Zine Review: Rum Lad Issue 12

Rum Lad Issue 12
Steve Larder

Rum Lad Issue 12 is an A5 black and white zine sharing Steve’s memories of his grandparents in words and drawings.

I had a feeling this one was going to pull on my heart strings the moment I saw it. I wasn’t wrong.

Rum Lad opens on the inside front cover with a beautiful dedication of this zine to his grandparents, both of whom have passed away. It is clear from the start that he admired his grandparents and loved them dearly. Other than Steve’s sweet words in regards to his grandparents, something else struck me as beautiful as well. Even in his grief, Steve writes:

“…hopefully anyone reading this will be able to recognise and reflect on the familiar, yet ordinary tenderness that you might share with loved ones of any description.”

It certainly did for me.

Following two text-filled pages about their early lives are an assortment of drawings and comics encompassing some of Steve’s favourite memories. Most are one page long, and all are filled with a lot of love. Little anecdotes along with Steve’s awesome art style give such a rich impression of these memories.

This zine is a heartfelt tribute to two people but also a realistic one with plenty of moments of humour to go along with the moments of sadness. From the footnotes that include ‘do keep up’ as well as the fun little moments with his grandparents, Rum Lad 12 took me through a full range of emotions.

I really love the entirety of this zine and am grateful that Steve chose to share these stories. It feels wrong to ‘rank’ memories in any sort of way, but I do want to mention how Tesco Bag made me smile so much, and I keep smiling whenever I think about it. The memory is lovely in and of itself, but it also reminded me of how important the ‘little’ moments are in our lives.

I think what impressed me the most is that Steve included both good and not as good memories. It’s all too easy to idolise those have passed away, brushing over the bad and focusing on the good.
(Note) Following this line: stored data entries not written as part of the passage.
PR #361, opened 2017-08-25
Upgrade go to 1.9

st0012:
First thing to do is to use concurrent map.


st0012:
It turns out that TravisCI hasn't support `1.9` yet

st0012:
Skip `codeclimate` check because it hasn't support Go 1.9

Issue #355, opened 2017-08-24
Need methods to escape characters 


st0012:
like `"foo <span style="color:red">bar</span>"` should be `"foo <span style=\"color:red\">bar</span>"`

Maxwell-Alexius:
This is the log in interactive Goby, seems the `\"` has some problem which I never expected :

```
Goby 0.1.0 🤡 😮 🤡
» "a"
#» a
» "\"a\""
unexpected \ Line: 0
» "\"a\""
»  
```

```
Goby 0.1.0 😗 😀 😸
» { hello: "world" }
#» { hello: "world" }
» { hello: "world" }.to_json
#» {"hello":"world"}
» { hello: "\"world\"" }
expected next token to be }, got IDENT instead. Line: 0
» { hello: "\"world\"" }
» { hello: "\"world\"" }.to_json
expected next token to be }, got IDENT instead. Line: 0
» { hello: "\"world\"" }.to_json
»  
```

st0012:
@Maxwell-Alexius Can this be closed?

Maxwell-Alexius:
Yep! Thanks Stan!

PR #366, opened 2017-08-26
#355 Fix String Excaped Character

Maxwell-Alexius:


Maxwell-Alexius:
This PR aims to fix #355

st0012:
@Maxwell-Alexius Can you also add vm tests (just like lexer's)? Because this string might be changed during this process `AST->bytecode->VM's value`

Maxwell-Alexius:
Is it sth like string test which have escaped characters?

_Sent from my Htc HTC_D728x using [FastHub](https://play.google.com/store/apps/details?id=com.fastaccess.github)_

st0012:
@Maxwell-Alexius Yes, it's better to add new test cases to every string function tests. And you don't have to add every escape cases I think, just focus on `\"` and `\'`

Maxwell-Alexius:
Updated!

PR #368, opened 2017-08-27
Forbidden duplicated method parameters

shuheiktgw:
I just noticed goby allows to define methods with the same argument name, which is prohibited in ruby. An example below

```
def someMethod(a, a)
  return a
end
```

So I just disabled it! Thanks! 😄

### DIFF
--- a/compiler/parser/statement_parsing.go
+++ b/compiler/parser/statement_parsing.go
@@ -114,6 +114,10 @@ func (p *Parser) parseParameters() []ast.Expression {
 		p.nextToken()
 		p.nextToken()
 		param := p.parseExpression(NORMAL)
+
+		if contains(params, param) {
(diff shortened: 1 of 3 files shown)


shuheiktgw:
I just finished implementing it, so could anyone review this PR?

compiler/parser/statement_parsing.go
```diff
@@ -117,6 +117,10 @@ func (p *Parser) parseParameters() []ast.Expression {
 		p.nextToken()
 		p.nextToken()
 		param := p.parseExpression(NORMAL)
+
+		if containsArg(params, param) {
```
st0012: I recommend renaming it to `paramDuplicated` which will be more clear as a condition.

st0012:
I didn't notice this, thanks! And remember to fix codeclimate's warning.

shuheiktgw:
Oops, sorry I just fixed the problems mentioned above!
Thanks for pointing out! 👍

PR #371, opened 2017-08-28
POST request functionality to Net::HTTP class and tests for .get() and .post() methods

ear7h:
http.go
	HTTP.post() - uses native go http.Post() method to post data via http
http_test.go tests for http class
	HTTP.get()
	HTTP.post()

### DIFF
--- a/vm/http.go
+++ b/vm/http.go
@@ -3,6 +3,8 @@ package vm
 import (
 	"io/ioutil"
 	"net/http"
+	"net/url"
+	"path"
 	"strconv"
 	"strings"
 )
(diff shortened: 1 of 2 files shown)


vm/http_test.go
```diff
@@ -0,0 +1,66 @@
...
+		Net::HTTP.get("http://127.0.0.1:3000")
+		`, "GET Hello World"},
+		{`
+		require "net/http"
+
+		Net::HTTP.post("http://127.0.0.1:3000", "text/plain", "Hi Again")
+		`, "POST Hi Again"},
+	}
+
+	c := make(chan bool, 1)
```
st0012: I want to move the whole server setup part above the test cases.

vm/http_test.go
```diff
@@ -0,0 +1,66 @@
...
+
+		m.HandleFunc("/", func (w http.ResponseWriter, r *http.Request) {
+			w.WriteHeader(http.StatusOK)
+
+			if r.Method == http.MethodPost {
+				b, err := ioutil.ReadAll(r.Body)
+				if err != nil {
+					panic(err)
+				}
+				w.Write([]byte(r.Method + " " + string(b)))
```
st0012: I think just write `fmt.Sprintf("POST %s", string(b))` is better. Because we already know this method is surely `POST`

vm/http_test.go
```diff
@@ -0,0 +1,66 @@
...
+			} else {
+				w.Write([]byte(r.Method + " Hello World"))
```
st0012: Same as above

ear7h: I think using r.Method on this line is preferable as it can be used to test DELETE, HEAD, etc.

vm/http_test.go
ear7h: That's true I'll change that

vm/http_test.go
st0012: I see, I didn't know you will also add those methods.

ear7h:
Committed changes from your feedback

st0012:
One more thing, can you also add tests for false usage and none successful responses?
Those should be placed at new test functions, you can see error tests at array.go. Find those function which's name contains "Fail".

ear7h:
also changed the way url's are connected for get requests

vm/http.go
```diff
@@ -54,23 +57,64 @@ func builtinHTTPClassMethods() []*BuiltInMethodObject {
...
+
+					body := args[2].(*StringObject).value
+
+					resp, err := http.Post(uri.String(), contentType, strings.NewReader(body))
 
 					if err != nil {
 						return t.vm.initErrorObject(InternalError, err.Error())
 					}
+					if resp.StatusCode != http.StatusOK {
+						return t.vm.initErrorObject(InternalError, resp.Status)
```
st0012: BTW This error can be more specific, like `HTTPError`. You can create new error type in `error.go`. But let's merge this first.

st0012:
Because codeclimate still haven't upgrade its `golint`, so I still need to skip the codeclimate check.

PR #369, opened 2017-08-28
colors on Windows

mattn:
* colors on Windows
* strict path for temporary directory
* disable emoji(s)

windows

PR #381, opened 2017-08-31
colors on Windows by @mattn

st0012:
This PR is related to #369 and for helping mattn's branch install dependency.


st0012:
@mattn Looks like it works now, I'll merge this and closes #369. Thanks for your help!

PR #384, opened 2017-09-01
Refactor method parameter parsing

st0012:
- Consider splat argument as a type of prefix expression
- Restrict parameters define order: normal arg > optioned arg > splat arg
- Forbidden splat arg be defined twice

### DIFF
--- a/compiler/parser/statement_parsing.go
+++ b/compiler/parser/statement_parsing.go
@@ -84,33 +84,10 @@ func (p *Parser) parseDefMethodStatement() *ast.DefStatement {
 		p.nextToken()
 
 		switch p.peekToken.Type {
-		// def foo()
 		case token.RParen:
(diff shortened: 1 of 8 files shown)


compiler/parser/statement_parsing.go
```diff
@@ -137,25 +114,70 @@ func (p *Parser) parseParameters() []ast.Expression {
...
 		params = append(params, param)
 	}
 
+	p.checkMethodParameters(params)
+
 	p.fsm.Event(backToNormal)
 	return params
 }
 
+func (p *Parser) checkMethodParameters(params []ast.Expression) {
```
st0012: @shuheiktgw I added a function for checking parameters, currently only checking their order and duplication.

ear7h:
I agree with the design choices, I think it'll lead to faster execution and more organized code.

PR #386, opened 2017-09-02
Fix #350

### LINKED ISSUE #350: Logic operator's execute order is wrong
Example:

```ruby
a || b || c
```
In Ruby if `b` is not a false value, than the expression returns.
But in Goby it'll execute like `(a || (b || c))`. This is because we treat the operators as method instead of special keyword.

st0012:
We used to treat logic operators `&&` and `||` as methods. But that will cause unexpected expression evaluation.

For example:

```ruby
a = 0
true || a = 10
a
```

In our old implementation, `a` will be `10` because Goby evaluates expressions on `||`'s both sides. But actually it should stop when it has `true` as first value, so `a` should still be `0` because `a = 10` won't be evaluated.

For more example cases please see `vm/boolean_test.go`

This closes #350


hachi8833:
Makes sense and LGTM!

Maxwell-Alexius:
I think I've got it. LGTM

PR #390, opened 2017-09-06
Regexp class is coming (revised)

hachi8833:
Just to recreate the WIP PR to catch up the recent updates.


st0012:
Looking forward to merge this PR 👍

st0012:
@hachi8833 Do you have a timeline for this feature?

hachi8833:
Now I changed my mind that we should merge the current branch first. After that the following should be included (which need modification on parser):

- regex literal `//`
- match operator `=~`

vm/regexp_test.go
```diff
@@ -0,0 +1,61 @@
...
+	for i, tt := range tests {
+		v := initTestVM()
+		evaluated := v.testEval(t, tt.input, getFilename())
+		checkExpected(t, i, evaluated, tt.expected)
+		v.checkCFP(t, i, 0)
+		v.checkSP(t, i, 1)
+	}
+}
+
+func TestRegexpClassCreation(t *testing.T) {
```
st0012: Are you planning to uncomment those test cases? Otherwise I think this test function is unnecessary.

vm/classes/classes.go
```diff
@@ -15,4 +15,5 @@ const (
 	PluginClass   = "Plugin"
 	GoObjectClass = "GoObject"
 	FileClass     = "File"
+	RegexpClass   = "Regexp"
```
st0012: Why do you name it `Regexp` instead of `Regex`? What does the `p` mean?

vm/regexp_test.go
```diff
@@ -0,0 +1,61 @@
...
+
+	for i, tt := range tests {
+		vm := initTestVM()
+		evaluated := vm.testEval(t, tt.input, getFilename())
+		checkExpected(t, i, evaluated, tt.expected)
+		vm.checkCFP(t, i, 0)
+	}
+}
+
+//func TestRegexpMatch(t *testing.T) {
```
st0012: You should uncomment and add more test cases to this test function

st0012:
@hachi8833 Are you going to update and make this mergeable?

vm/classes/classes.go
saveriomiroddi: I think the `p` is part of `Exp`ression. Ruby names the regular expression class `Regexp` rather than `Regex`.

vm/regexp_test.go
hachi8833: I'm adding some test patterns.

saveriomiroddi:
@st0012 @hachi8833 if nobody's actively working on this, I could complete the task. I'm very interested in this, as I think it's a good intermediate step.

Regardless, I would remove the `.DS_Store` file, since it's MacOS proprietary stuff which gets in the way. Even better, I would remove it and add a rule to `.gitignore`.

st0012:
@saveriomiroddi You can just ask @hachi8833, I don't have any opinion on this. And you should just send a PR for update gitignore.

hachi8833:
@saveriomiroddi thank you for the offering! 
I would push the current branch with several additional tests soon so that you can join the implementations.
And I'd remove the unnecessary `.DS_Store` and check .gitignore

vm/regexp_test.go
hachi8833: Uncommented

hachi8833:
Sorry for the delay. Pushed the updated branch.

vm/regexp.go
```diff
@@ -0,0 +1,139 @@
...
+	Regexp *regexp2.Regexp
+}
+
+// Class methods --------------------------------------------------------
+func builtInRegexpClassMethods() []*BuiltinMethodObject {
+	return []*BuiltinMethodObject{
+		{
+			Name: "new",
+			Fn: func(receiver Object) builtinMethodBody {
+				return func(t *thread, args []Object, blockFrame *callFrame) Object {
```
saveriomiroddi: Does this need a check for the number of arguments? (I'm not a 100% sure if the parser does this check or not)

vm/vm.go
```diff
@@ -201,8 +201,9 @@ func (vm *VM) initConstants() {
 		vm.initChannelClass(),
 		vm.initGoClass(),
 		vm.initFileClass(),
+		vm.initRegexpClass(),
```
saveriomiroddi: Commit f5e3e20b introduces, likely accidentally, a trailing space on this line, and a misaligned brace two lines after - I think they should be reverted.

hachi8833: Got it

vm/classes/classes.go
st0012: @saveriomiroddi I see, thanks for the explanation 😄

vm/regexp.go
st0012: I think this method should check argument numbers, and check it here.
@hachi8833 Can you make sure only one argument should be passed into this method?

vm/regexp_test.go
```diff
@@ -0,0 +1,143 @@
...
+		{`Regexp.new("あい|いう|うえ").match?('いうう')`, true},
+		{`Regexp.new("(ととち)\1").match?('ととちととちととち')`, true},
+		{`Regexp.new("|え").match?('え')`, true},
+		{`Regexp.new("^あず").match?('あずあず')`, true},
+		{`Regexp.new("あず$").match?('あずあず')`, true},
+		{`Regexp.new("(((.あ)))\3").match?('zあzあああ')`, true},
+		{`Regexp.new("(あう*?ん)\1").match?('ああううんあううんあうん')`, true},
+		{`Regexp.new("ああん{3,4}").match?('ててああいいああんんんああんああん')`, true},
+		//{`Regexp.new("\000あ").match?("い\000あ")`, true},
+		//{`Regexp.new("とと\xfe\xfe").match?("ととと\xfe\xfe")`, true},
```
st0012: @hachi8833 What problem do we have when running these tests? Is caused by the lack of functionalities of Goby parser?

hachi8833: I guess this comes from dlclark's regexp package, not from Goby's parser.
I'll send the issue to him soon.

st0012:
@hachi8833 Is this ready to merge?

hachi8833:
Now it should be ready to merge. (updated the awkward code)

vm/regexp.go
st0012: @hachi8833 You should check the argument's number and its type in here, before you initialize and regexp object

hachi8833: Fixed

PR #391, opened 2017-09-07
Refactor: reorder functions in vm's classes

hachi8833:
Just to make the order of functions consistent, as well as changing the names as:

- builtIn -> builtin
- Builtin -> Builtin


hachi8833:
Rebasing was incorrect. Closing...

Issue #331, opened 2017-08-15
Support Form-Data Parsing to JSON in HTTP Request Object


Maxwell-Alexius:

saveriomiroddi:
@Maxwell-Alexius could you give some context/references/examples? I know nothing of the subject, and seeing something concrete would help me in knowing what to study.

PR #394, opened 2017-09-07
[WIP] Feature/http upgrades

ear7h:
Implemented an http client for fully customizable http requests and tests. Labeled as WIP because errors still need to be tested and http errors reinplemented


ear7h:
Next step is to add `HTTPError`, I tried to by simply adding a const in the http.go file

vm/http_client.go
```diff
@@ -0,0 +1,119 @@
...
+	uObj, ok := gobyReq.instanceVariableGet("@url")
+	if !ok {
+		return nil, errors.New("could not get url")
+	}
+
+	u := uObj.(*StringObject).value
+
+	methodObj, ok := gobyReq.instanceVariableGet("@method")
+	if !ok {
+		return nil, errors.New("could not get method")
```
st0012: You can just use `fmt.Errorf` to return an error object, so you can avoid using the builtin errors package.

vm/http.go
```diff
@@ -127,6 +135,26 @@ func builtinHTTPClassMethods() []*BuiltInMethodObject {
...
+		}, {
+			// Sends a HEAD request to the target with type header and body. Returns the HTTP response as a string.
+			Name: "head",
+			Fn: func(receiver Object) builtinMethodBody {
+				return func(t *thread, args []Object, blockFrame *callFrame) Object {
+					if len(args) != 1 {
+						return t.vm.initErrorObject(errors.ArgumentError, "Expect 1 arguments. got=%v", strconv.Itoa(len(args)))
+					}
+
+					host := args[0].(*StringObject).value
```
st0012: I think you might need to check the argument's type. Otherwise the Goby will crash if someone accidentally passed an integer variable or something like that.

vm/http.go
```diff
@@ -45,12 +47,22 @@ func initResponseClass(vm *VM, hc *RClass) *RClass {
 	hc.setClassConstant(responseClass)
 	builtinHTTPResponseInstanceMethods := []*BuiltInMethodObject{}
 
-	responseClass.setBuiltInMethods(builtinHTTPResponseInstanceMethods, false)
+	responseClass.setBuiltInMethods(builtinHTTPResponseInstanceMethods, true)
```
st0012: If the second argument is true then those methods will be set as class methods, why change this?
And if you want it to be class methods, please also change `builtinHTTPResponseInstanceMethods` to `builtinHTTPResponseClassMethods`

vm/http.go
```diff
@@ -45,12 +47,22 @@ func initResponseClass(vm *VM, hc *RClass) *RClass {
...
 
 	httpResponseClass = responseClass
 	return responseClass
 }
 
+func initClientClass(vm *VM, hc *RClass) *RClass {
+	clientClass := vm.initializeClass("Client", false)
+	hc.setClassConstant(clientClass)
+
+	clientClass.setBuiltInMethods(builtinHTTPClientClassMethods(), false)
```
st0012: Here has same issue like above.

ear7h:
Need to resolve merge conflicts

vm/http.go
```diff
@@ -24,24 +25,32 @@ func builtinHTTPClassMethods() []*BuiltinMethodObject {
 			Name: "get",
 			Fn: func(receiver Object) builtinMethodBody {
 				return func(t *thread, args []Object, blockFrame *callFrame) Object {
+					arg0, ok := args[0].(*StringObject)
+					if !ok {
+						return t.vm.initErrorObject(errors.ArgumentError, "Argument 0 must be a string")
```
st0012: You should write

```go
t.vm.initErrorObject(errors.ArgumentError, "First argument must be a String. got: %s", args[0].class.name)
```

vm/http.go
```diff
@@ -24,24 +25,32 @@ func builtinHTTPClassMethods() []*BuiltinMethodObject {
...
+					uri, err := url.Parse(arg0.value)
 
 					if len(args) > 1 {
 						var arr []string
 
 						for _, v := range args[1:] {
-							arr = append(arr, v.(*StringObject).value)
+							argn, ok := v.(*StringObject)
+							if !ok {
+								return t.vm.initErrorObject(errors.ArgumentError, "Splat arguments must be a string")
```
st0012: Here should be:

```go
t.vm.initErrorObject(errors.ArgumentError, "%d's splat argument must be a String. got: %s", i, args[i].class.name)
```

Which means we will need `_` to be `i`.

vm/http.go
```diff
@@ -65,17 +74,25 @@ func builtinHTTPClassMethods() []*BuiltinMethodObject {
 						return t.vm.initErrorObject(errors.ArgumentError, "Expect 3 arguments. got=%v", strconv.Itoa(len(args)))
 					}
 
-					uri, err := url.Parse(args[0].(*StringObject).value)
-					if err != nil {
-						return t.vm.initErrorObject(errors.ArgumentError, err.Error())
+					arg0, ok := args[0].(*StringObject)
+					if !ok {
+						return t.vm.initErrorObject(errors.ArgumentError, "Argument 0 must be a string")
```
st0012: Remember to change here's messages too

vm/http_client.go
```diff
@@ -0,0 +1,119 @@
...
+					result := t.builtinMethodYield(blockFrame, req)
+
+					if err, ok := result.Target.(*Error); ok {
+						fmt.Printf("Error: %s", err.Message)
+						return err //a Error object
+					}
+
+					goReq, err := requestGobyToGo(req)
+					if err != nil {
+						return t.vm.initErrorObject(gerrors.ArgumentError, "Request object incomplete object %s", err)
```
st0012: This message's grammar seems a little weird. @hachi8833 Can you take a took?

vm/http_client_test.go
```diff
@@ -0,0 +1,96 @@
...
+
+		c = Net::HTTP::Client.new
+
+		res = c.send do |req|
+			req.url = "http://127.0.0.1:3001"
+			req.method = "GET"
+		end
+
+		res
+		`, "InternalError: Could not get response: Get http://127.0.0.1:3001: dial tcp 127.0.0.1:3001: getsockopt: connection refused", 6},
```
st0012: I thought you said you will add `HTTPError`?

st0012: And this message has duplicated informations. If we want to make users know what's going on in our way, we shouldn't still pass the message we get from Go.

st0012: And this message has duplicated informations. If we want to make users know what's going on in our way, we shouldn't still pass the message we get from Go.

vm/http_client.go
ear7h: I'll change it to "Request object incomplete %s", my mistake

ear7h:
Needs restructuring, as 'send' is a global method

vm/http_test.go
```diff
@@ -91,17 +91,17 @@ func TestHTTPObjectFail(t *testing.T) {
...
 
 		Net::HTTP.get("http://127.0.0.1:3000/error")
-		`, "InternalError: 404 Not Found", 4},
+		`, "HTTPError: Non-200 response, 404 Not Found (404)", 4},
 		{`
 		require "net/http"
 
 		Net::HTTP.post("http://127.0.0.1:3000/error", "text/plain", "Let me down")
-		`, "InternalError: 404 Not Found", 4},
+		`, "HTTPError: Non-200 response, 404 Not Found (404)", 4},
```
st0012: @ear7h I think we shouldn't raise error just because the response code is not 200. It's very normal to get response code other then 2xx. So it might be better to let user know the situation and handle that themselves.

ear7h: This class method is more more of a 'quick and dirty' approach which only returns the response body directly as a string. This behavior is consistent with ruby's `Net::HTTP.get` method (ruby does not implement a quick post method, only post form). 
When using the client with `Net::HTTP.start` errors are not thrown on non-200 responses.

st0012: Ok, but you need to clearly document this for others to know the result and reason.

ear7h:
The latest commit has comments in the class methods

st0012:
@ear7h It seems that this PR is almost completed, what do we still lack for now?

st0012:
@ear7h I think we still need some test cases for error situations to keep the test coverage. See [here](https://codecov.io/gh/goby-lang/goby/compare/e5e8015e51339e0efd961690a3c0311c6df801d4...b94986a645806c3032a7254b89073f75b2330433/src/vm/http.go)

ear7h:
@st0012 At the moment, the client class uses the default Go client with no way of changing it. I need to implement cookies and other settings

st0012:
@ear7h I think we can merge this first and open a new PR for the things you talk about. How do you think?

ear7h:
@st0012 I think that's good idea, I have no idea how i'm going to attack these changes

st0012:
@ear7h Sorry that I didn't ask until now, but does this PR also covers #331?

PR #398, opened 2017-09-09
Add Object#send.

### LINKED ISSUE #397: Implement send method

st0012:
This closes #397

### DIFF
--- a/vm/class_test.go
+++ b/vm/class_test.go
@@ -170,11 +170,27 @@ func TestCustomClassConstructor(t *testing.T) {
 	v.checkSP(t, 0, 1)
 }
 
-func TestDefClassMethod(t *testing.T) {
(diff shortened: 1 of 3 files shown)


ear7h:
Should there be module tests as well?

vm/class_test.go
```diff
@@ -170,29 +170,61 @@ func TestCustomClassConstructor(t *testing.T) {
...
+		{`
+		class Foo
+		  def self.bar(x)
+		    10 + x
+		  end
+		end
+
+		Foo.send(:bar, 5)
+		`, 15},
 	}
```
ear7h: Should there be module tests as well?

st0012: Class and module are basic the same internally, so I don't think it's necessary

PR #737, opened 2018-06-26
Added NodeMojo for low level call to node

treilhes:
I intend to use it to call pnpm cli. So instead of implementing another specific cli i created a more generic approach.
I hope you will find it usefull.
Feel free to review/comment/request changes.


treilhes:
Sorry but i don't know how to fix build failures.If you can explain wha t i'm doing wrong i would be glad to solve it.

PR #739, opened 2018-07-06
fix(arguments): respect quotes splitting arguments by whitespaces (#336)

### LINKED ISSUE #336: Wrong parsing of arguments in install-node-and-nmp
I need to provide custom `.npmrc` to the `npm install` command. The `.npmrc` is located in root of my project. My plugin configuration looks as:

```
<!--Install dependencies using npm-->
<execution>
    <id>npm install</id>
    <goals>
        <goal>npm</goal>
     </goals>
     <configuration>
         <arguments>install --userconfig "${basedir}/.npmrc"</arguments>
     </configuration>
 </execution>
```

The quotes `""` are provided because this runs on my Jenkins CI server and it constructs the temp folder for CI build out of project name which contains spaces. Unfortunately the the args are simply split on `\s+` which ignores the quotes hence cannot be used with custom `.npmrc` located in path which contains spaces. The issue can be seen here:

https://github.com/eirslett/frontend-maven-plugin/blob/master/frontend-plugin-core/src/main/java/com/github/eirslett/maven/plugins/frontend/lib/NodeTaskExecutor.java#L79

IMHO the problem is you take all the arguments as single String. I suggest you have option to provide `List` of arguments instead and take them as they are. To make the change backward compatible you can provide new list property like `<argumentsList>` and use the one which is set, fail if both are set. The fixed `<configuration />` may look like:

```
<!--Install dependencies using npm-->
<execution>
    <id>npm install</id>
    <goals>
        <goal>npm</goal>
     </goals>
     <configuration>
         <argumentsList>
            <argument>install</argument>
            <argument>--userconfig</argument>
            <argument>"${basedir}/.npmrc"</argument>
         <argumentsList>
     </configuration>
 </execution>
```

Overall doing split on space looks dangerous to me. Let me know if you need help with this, will be glad to assist.

Buuhuu:
This PR improves the handling of quotes in arguments passed in through execution configurations. It modifies the behaviour of splitting the given arguments line by whitespace, by ignoring whitespaces that are enclosed in double quotes, single quotes or either of the both and the end of the line. 

A unit test for the new ArgumentsParser is provided covering 100% of its functionality. Documentation is available as Javadoc of the ArgumentsParser#parse(String) method.

Fixes #336

### DIFF
--- a/frontend-plugin-core/pom.xml
+++ b/frontend-plugin-core/pom.xml
@@ -58,5 +58,12 @@
             <artifactId>slf4j-api</artifactId>
             <version>1.7.5</version>
         </dependency>
+
+        <dependency>
+            <groupId>junit</groupId>
+            <artifactId>junit</artifactId>
+            <version>4.12</version>
+            <scope>test</scope>
+        </dependency>
     </dependencies>
 </project>
--- a/frontend-plugin-core/src/main/java/com/github/eirslett/maven/plugins/frontend/lib/ArgumentsParser.java
+++ b/frontend-plugin-core/src/main/java/com/github/eirslett/maven/plugins/frontend/lib/ArgumentsParser.java
@@ -7,11 +7,6 @@ import java.util.List;
 
 class ArgumentsParser {
 
-    enum State {
-        NEUTRAL,
-        QUOTED
-    }
-
     private final List<String> additionalArguments;
 
     ArgumentsParser() {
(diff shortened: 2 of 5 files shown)


Buuhuu:
@eirslett any update on that?

eirslett:
I guess I can merge this. But try not to put to complicated stuff inside `<arguments>`, there are probably better ways to solve the problem at hand.

PR #749, opened 2018-07-26
Fix directory path too long problem on windows

edwardzjl:
**Summary**

Current version has some problems when installing npm on windows, because the installation will download a bunch of node modules in tmp dir and the path would look like "tmp/node/node_modules/module_a/node_modules/module_b/............."
But Windows cannot deal with paths longer than 247 chars.

This commit checks the path's length and will flattern any long path folder in the tmp dir, before they are deleted.

**Tests and Documentation**

Fix directory path too long problem on windows.


Zardoz89:
@edwardzjl Could do you do a rebase, so appveyor and travis can redo the tests ?

edwardzjl:
@Zardoz89 I dont know whats wrong, I can build successfully on my computer.
the appveyor log says  could not transfer artifact org.sonatype.oss:oss-parent:pom:7 due to access denied

Zardoz89:
Appveyour fails randomly. I tried to fix it, but sometime keeps failing. I don't have clue why.

On this case, it worked with JDK 1.8 on Windows, and on Travis. So I would say to go with this, but @eirslett is who decide.

Santoshbhad:
Thank you so much this helps me to fix this issue  i need to just run below command
npm cache clean --force
mvn clean install

eirslett:
Looks like a lot of unrelated changes in the same PR... could you please rebase and squash the commits so it's easier to review?

paul-bjorkstrand:
This looks like a problem with Java/windows, and how Java needs to delete folders (deleting contents before deleting the folder, recursively). I think you just need to catch the error, and log out message saying that "the temp dir was not able to be deleted, please delete it manually: <tempdir path>".

PR #761, opened 2018-08-13
Support NPM Registry authentication with credentials from Maven settings

dinix2008:
Our company uses a private proxy repository (Nexus) to access the central NPM and Maven repository and our private packages (npm, maven). The task was set for developers to use the general scenario of access settings to repositories from Maven settings.

I added the configuration parameter **npmRegistryServerId** for npm and yarn goal. Thus, you can use credentials from Maven settings for authentication in NPM Registry.

An example of the settings can be found in integration test projects (frontend-maven-plugin/src/it)

### DIFF
--- a/frontend-maven-plugin/pom.xml
+++ b/frontend-maven-plugin/pom.xml
@@ -53,6 +53,13 @@
       <artifactId>plexus-build-api</artifactId>
       <version>0.0.7</version>
     </dependency>
+
+    <dependency>
+      <groupId>org.mock-server</groupId>
+      <artifactId>mockserver-client-java</artifactId>
+      <version>5.3.0</version>
+      <scope>test</scope>
+    </dependency>
   </dependencies>
 
   <build>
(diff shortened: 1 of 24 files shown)


eirslett:
I decided not to support this through the Maven plugin, in order to reduce the "surface area" between Maven and npm. The point is to make your frontend build more independent from Maven. Some developers may want to use Gradle instead of Maven, but with the same internal npm registry. (Or even use node.js directly)
You can use [npmrc](https://docs.npmjs.com/files/npmrc) to configure servers "the npm way"; that will also work across projects.

dinix2008:
Your position is understandable. Our situation is that part of the development frontend is basically a java project and most of the team members are java developers, it was for them that the revision was done so that they set up only settings.xml once, without going into the knowledge of the npm configuration.

froblesmartin:
It is sad to not have this feature on the plugin 😞

PR #786, opened 2019-01-06
fix 'npm not found' during yarn execution

thomschke:
**Summary**

Yarn execution fails with error message `com.github.eirslett.maven.plugins.frontend.lib.DefaultYarnRunner - /bin/sh: 1: npm: not found`


thomschke:
I changed all scripts in `package.json ` to use yarn (instead npm), so this problem doesn't exist anymore.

But Steve hasn’t done this, and that speaks to me as him being someone who wants to remember his grandparents for who they were rather than some idealised version.

I also loved that he included stories of them as told by his brother as well.

Steve’s art style is fantastic – a mixture of highly detailed and yet sometimes more simple. No matter what I’m looking at, I love looking at it.

Absolutely pick up this zine. You know where it will end because of where it starts, but it’s beautiful and a zine I highly recommend.

PS. I won’t spoil it, but when you pick this up, don’t forget to look at the page numbers. There’s a little fun something at the end of each memory.